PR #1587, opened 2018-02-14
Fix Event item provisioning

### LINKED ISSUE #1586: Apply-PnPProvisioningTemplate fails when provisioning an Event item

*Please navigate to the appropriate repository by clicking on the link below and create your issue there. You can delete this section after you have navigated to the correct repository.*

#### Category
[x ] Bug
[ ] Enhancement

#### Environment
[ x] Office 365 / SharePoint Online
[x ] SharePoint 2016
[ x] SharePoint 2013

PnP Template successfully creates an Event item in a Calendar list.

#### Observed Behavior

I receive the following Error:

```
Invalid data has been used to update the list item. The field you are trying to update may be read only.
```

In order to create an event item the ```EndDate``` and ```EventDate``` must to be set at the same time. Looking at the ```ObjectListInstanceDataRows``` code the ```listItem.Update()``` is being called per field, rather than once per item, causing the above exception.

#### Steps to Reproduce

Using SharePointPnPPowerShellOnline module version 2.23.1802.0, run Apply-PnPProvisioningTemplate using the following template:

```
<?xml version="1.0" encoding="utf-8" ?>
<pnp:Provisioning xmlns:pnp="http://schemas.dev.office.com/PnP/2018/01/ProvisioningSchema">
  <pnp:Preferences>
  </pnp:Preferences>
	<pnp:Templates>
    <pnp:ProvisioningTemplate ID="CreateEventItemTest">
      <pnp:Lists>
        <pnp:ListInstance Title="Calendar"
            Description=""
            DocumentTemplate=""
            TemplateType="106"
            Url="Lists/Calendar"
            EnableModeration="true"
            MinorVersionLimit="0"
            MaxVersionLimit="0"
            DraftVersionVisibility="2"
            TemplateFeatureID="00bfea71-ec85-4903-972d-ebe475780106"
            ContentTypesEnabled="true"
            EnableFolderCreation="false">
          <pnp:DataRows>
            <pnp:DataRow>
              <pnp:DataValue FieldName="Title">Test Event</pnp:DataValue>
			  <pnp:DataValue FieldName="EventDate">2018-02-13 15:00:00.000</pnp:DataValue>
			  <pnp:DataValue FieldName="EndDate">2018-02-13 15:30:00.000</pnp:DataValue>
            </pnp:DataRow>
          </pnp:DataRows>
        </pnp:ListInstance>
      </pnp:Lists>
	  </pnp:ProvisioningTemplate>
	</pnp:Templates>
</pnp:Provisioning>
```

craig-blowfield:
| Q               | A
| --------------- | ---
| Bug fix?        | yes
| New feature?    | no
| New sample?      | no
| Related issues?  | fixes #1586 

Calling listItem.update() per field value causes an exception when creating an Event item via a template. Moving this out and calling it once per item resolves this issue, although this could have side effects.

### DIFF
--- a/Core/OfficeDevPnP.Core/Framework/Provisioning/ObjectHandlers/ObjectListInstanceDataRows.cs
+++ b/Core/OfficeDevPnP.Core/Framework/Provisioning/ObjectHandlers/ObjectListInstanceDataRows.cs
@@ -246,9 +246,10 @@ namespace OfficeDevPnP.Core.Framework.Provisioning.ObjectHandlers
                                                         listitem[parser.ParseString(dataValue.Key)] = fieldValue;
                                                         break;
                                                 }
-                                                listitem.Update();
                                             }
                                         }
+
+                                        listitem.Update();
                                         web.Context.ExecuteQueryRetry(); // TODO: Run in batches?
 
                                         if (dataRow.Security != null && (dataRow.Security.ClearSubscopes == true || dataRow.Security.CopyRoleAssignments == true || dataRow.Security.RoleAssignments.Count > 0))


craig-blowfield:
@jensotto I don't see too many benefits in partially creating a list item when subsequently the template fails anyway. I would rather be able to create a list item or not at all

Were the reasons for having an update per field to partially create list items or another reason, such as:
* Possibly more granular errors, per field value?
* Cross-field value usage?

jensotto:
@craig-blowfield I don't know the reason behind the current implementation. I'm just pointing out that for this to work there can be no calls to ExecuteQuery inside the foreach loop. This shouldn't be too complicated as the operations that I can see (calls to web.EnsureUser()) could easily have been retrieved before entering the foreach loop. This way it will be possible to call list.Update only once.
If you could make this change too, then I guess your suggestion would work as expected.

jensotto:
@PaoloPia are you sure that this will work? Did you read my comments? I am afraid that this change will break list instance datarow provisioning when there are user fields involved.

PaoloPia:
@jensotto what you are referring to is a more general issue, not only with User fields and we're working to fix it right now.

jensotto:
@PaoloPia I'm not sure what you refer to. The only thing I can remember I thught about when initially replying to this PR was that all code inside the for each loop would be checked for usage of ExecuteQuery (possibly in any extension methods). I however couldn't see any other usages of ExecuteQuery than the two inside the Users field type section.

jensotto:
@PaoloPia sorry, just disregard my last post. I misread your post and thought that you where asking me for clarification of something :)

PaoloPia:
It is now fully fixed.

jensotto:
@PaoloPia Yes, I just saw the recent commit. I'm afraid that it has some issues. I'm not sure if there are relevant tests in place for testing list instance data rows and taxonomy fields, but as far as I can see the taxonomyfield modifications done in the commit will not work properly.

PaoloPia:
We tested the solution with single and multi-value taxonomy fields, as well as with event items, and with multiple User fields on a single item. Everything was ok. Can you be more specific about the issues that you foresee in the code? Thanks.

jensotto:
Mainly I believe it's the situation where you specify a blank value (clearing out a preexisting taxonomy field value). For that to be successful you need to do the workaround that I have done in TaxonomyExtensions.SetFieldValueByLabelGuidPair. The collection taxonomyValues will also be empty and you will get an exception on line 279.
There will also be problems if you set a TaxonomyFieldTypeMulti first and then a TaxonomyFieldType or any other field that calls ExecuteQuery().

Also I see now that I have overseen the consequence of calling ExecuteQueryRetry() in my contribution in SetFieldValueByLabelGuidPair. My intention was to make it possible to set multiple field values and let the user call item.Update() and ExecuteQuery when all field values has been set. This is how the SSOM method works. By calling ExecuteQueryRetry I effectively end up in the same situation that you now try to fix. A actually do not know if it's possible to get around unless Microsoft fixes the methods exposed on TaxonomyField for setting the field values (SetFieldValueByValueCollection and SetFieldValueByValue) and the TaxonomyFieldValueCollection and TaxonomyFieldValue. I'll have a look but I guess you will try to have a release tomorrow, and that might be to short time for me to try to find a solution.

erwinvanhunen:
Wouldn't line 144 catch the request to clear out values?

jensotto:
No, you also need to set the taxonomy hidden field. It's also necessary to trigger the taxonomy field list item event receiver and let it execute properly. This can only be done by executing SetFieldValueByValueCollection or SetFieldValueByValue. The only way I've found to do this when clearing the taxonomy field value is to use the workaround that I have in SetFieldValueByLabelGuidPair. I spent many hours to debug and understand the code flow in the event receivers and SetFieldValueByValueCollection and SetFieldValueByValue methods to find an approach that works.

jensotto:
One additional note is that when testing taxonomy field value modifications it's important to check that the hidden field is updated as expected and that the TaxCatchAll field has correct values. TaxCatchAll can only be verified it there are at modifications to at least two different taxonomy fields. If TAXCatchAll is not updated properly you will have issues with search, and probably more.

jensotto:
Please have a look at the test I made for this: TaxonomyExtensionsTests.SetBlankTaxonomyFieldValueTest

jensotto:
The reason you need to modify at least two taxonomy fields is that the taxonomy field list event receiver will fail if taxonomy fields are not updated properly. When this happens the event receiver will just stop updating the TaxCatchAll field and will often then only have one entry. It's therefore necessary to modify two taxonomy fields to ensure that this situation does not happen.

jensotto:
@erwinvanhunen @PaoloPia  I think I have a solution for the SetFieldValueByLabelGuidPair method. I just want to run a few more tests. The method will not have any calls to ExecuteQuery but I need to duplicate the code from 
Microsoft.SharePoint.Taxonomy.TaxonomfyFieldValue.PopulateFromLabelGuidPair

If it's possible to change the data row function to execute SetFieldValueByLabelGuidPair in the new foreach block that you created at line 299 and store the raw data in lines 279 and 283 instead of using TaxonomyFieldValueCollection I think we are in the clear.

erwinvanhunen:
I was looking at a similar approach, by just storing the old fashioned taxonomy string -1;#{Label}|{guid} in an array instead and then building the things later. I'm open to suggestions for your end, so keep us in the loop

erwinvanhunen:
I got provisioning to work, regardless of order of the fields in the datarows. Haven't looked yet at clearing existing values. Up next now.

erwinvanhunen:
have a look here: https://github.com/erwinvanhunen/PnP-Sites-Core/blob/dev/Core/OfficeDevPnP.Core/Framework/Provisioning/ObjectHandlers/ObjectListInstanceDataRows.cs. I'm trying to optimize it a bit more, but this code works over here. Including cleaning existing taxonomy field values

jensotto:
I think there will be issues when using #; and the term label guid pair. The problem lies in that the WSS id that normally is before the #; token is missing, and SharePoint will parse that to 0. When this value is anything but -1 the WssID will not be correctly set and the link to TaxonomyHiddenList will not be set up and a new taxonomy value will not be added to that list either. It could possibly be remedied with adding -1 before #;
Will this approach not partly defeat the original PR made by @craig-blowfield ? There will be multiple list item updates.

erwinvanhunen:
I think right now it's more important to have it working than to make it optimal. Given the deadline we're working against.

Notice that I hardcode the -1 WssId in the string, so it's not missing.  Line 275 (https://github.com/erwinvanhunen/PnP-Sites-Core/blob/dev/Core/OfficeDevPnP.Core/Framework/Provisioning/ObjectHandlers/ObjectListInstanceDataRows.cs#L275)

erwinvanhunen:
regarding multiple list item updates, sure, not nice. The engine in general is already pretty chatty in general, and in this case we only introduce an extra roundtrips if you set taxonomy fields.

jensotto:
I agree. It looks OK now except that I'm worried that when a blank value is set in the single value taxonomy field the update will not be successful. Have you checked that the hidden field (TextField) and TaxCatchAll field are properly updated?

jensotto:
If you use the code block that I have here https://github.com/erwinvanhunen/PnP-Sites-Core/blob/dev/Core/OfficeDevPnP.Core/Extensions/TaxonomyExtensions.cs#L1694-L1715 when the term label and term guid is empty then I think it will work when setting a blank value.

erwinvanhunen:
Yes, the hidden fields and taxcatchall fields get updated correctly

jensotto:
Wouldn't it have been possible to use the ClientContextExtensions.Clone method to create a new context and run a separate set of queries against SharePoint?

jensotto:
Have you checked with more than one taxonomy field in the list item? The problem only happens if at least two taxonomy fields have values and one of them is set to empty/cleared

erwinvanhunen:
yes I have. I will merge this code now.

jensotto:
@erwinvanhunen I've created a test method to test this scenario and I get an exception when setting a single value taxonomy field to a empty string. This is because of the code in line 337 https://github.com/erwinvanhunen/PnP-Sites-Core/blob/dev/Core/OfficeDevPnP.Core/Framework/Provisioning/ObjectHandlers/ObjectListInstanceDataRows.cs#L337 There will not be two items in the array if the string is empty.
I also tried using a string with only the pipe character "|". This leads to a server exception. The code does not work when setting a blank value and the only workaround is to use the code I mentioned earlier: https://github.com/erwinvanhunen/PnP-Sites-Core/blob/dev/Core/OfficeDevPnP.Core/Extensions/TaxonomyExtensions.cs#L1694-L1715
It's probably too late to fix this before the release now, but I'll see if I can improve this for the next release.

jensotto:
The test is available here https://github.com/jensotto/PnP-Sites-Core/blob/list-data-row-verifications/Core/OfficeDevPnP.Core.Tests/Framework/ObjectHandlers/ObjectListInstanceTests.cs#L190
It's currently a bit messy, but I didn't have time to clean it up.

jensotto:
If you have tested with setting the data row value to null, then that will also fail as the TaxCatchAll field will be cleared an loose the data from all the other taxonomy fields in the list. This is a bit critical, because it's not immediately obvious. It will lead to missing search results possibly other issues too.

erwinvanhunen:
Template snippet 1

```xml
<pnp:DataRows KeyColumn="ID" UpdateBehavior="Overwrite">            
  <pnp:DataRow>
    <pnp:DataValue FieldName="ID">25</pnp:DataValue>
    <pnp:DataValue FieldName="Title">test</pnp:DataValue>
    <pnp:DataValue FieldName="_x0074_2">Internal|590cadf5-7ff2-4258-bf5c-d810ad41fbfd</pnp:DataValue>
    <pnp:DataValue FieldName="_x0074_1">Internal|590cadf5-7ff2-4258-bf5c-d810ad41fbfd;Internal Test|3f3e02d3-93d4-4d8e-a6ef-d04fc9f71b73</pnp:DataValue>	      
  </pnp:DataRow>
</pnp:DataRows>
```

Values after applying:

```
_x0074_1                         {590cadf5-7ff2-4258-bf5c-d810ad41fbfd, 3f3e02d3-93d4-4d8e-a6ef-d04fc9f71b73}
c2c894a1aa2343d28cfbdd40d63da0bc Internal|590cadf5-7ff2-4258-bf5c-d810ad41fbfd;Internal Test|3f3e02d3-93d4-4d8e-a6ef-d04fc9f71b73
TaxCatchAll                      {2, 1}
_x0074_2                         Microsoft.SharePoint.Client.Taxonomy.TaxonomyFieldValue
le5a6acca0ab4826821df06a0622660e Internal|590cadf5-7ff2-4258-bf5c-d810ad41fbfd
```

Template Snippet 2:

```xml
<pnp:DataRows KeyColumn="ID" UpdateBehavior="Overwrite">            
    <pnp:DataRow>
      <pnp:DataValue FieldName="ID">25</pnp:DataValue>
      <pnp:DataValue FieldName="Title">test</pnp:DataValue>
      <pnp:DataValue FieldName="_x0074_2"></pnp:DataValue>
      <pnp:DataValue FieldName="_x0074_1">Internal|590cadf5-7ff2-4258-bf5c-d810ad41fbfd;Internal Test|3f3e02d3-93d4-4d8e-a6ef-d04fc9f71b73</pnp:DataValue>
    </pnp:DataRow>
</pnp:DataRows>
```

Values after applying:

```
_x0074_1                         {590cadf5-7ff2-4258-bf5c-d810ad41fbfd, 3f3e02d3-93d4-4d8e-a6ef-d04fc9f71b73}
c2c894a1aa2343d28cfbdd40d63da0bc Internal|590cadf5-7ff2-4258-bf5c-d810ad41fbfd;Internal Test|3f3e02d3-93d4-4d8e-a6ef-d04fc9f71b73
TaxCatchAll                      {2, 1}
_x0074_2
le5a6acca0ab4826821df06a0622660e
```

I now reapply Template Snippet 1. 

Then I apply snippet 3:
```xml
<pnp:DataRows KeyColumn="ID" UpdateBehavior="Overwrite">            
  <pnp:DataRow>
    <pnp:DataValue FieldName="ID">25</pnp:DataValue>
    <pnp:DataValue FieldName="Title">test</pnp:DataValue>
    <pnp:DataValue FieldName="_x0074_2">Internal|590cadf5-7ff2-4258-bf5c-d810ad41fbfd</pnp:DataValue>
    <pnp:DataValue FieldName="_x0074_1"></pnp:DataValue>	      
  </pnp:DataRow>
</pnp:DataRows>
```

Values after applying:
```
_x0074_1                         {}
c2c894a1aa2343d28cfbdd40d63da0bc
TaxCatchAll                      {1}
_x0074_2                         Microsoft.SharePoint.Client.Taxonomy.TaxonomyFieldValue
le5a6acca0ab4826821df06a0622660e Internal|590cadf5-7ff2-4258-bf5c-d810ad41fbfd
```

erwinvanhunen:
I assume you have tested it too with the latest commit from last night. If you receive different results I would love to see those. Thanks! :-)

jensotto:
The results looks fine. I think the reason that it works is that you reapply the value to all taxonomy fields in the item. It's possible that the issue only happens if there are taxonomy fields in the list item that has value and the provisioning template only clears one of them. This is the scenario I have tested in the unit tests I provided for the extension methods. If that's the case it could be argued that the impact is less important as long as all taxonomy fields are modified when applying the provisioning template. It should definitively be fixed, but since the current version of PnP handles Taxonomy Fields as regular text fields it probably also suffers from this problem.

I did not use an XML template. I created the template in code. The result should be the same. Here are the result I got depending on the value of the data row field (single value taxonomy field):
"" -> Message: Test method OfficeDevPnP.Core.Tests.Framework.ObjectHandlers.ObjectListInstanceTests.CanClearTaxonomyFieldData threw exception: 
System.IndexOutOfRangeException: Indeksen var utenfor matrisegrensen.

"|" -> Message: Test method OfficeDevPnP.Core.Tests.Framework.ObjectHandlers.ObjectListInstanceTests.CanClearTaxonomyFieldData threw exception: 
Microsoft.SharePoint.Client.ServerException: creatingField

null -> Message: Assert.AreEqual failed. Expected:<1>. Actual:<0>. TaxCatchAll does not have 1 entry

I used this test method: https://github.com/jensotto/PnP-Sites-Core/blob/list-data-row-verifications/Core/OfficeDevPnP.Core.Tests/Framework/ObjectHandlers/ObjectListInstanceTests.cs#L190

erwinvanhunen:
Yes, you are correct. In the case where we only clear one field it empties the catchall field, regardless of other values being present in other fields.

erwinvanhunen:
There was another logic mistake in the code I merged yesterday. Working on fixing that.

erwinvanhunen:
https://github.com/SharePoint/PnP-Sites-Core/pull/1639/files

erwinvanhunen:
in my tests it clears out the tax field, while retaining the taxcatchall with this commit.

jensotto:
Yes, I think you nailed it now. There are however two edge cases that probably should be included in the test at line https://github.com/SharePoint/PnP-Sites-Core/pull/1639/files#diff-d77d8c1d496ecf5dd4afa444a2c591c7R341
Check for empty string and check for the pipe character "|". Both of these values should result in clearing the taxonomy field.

——

» **THE PROBLEM**
In the entries above, identify every line with the string "following".

» **YOUR RESPONSE**
I receive the following Error:
Using SharePointPnPPowerShellOnline module version 2.23.1802.0, run Apply-PnPProvisioningTemplate using the following template:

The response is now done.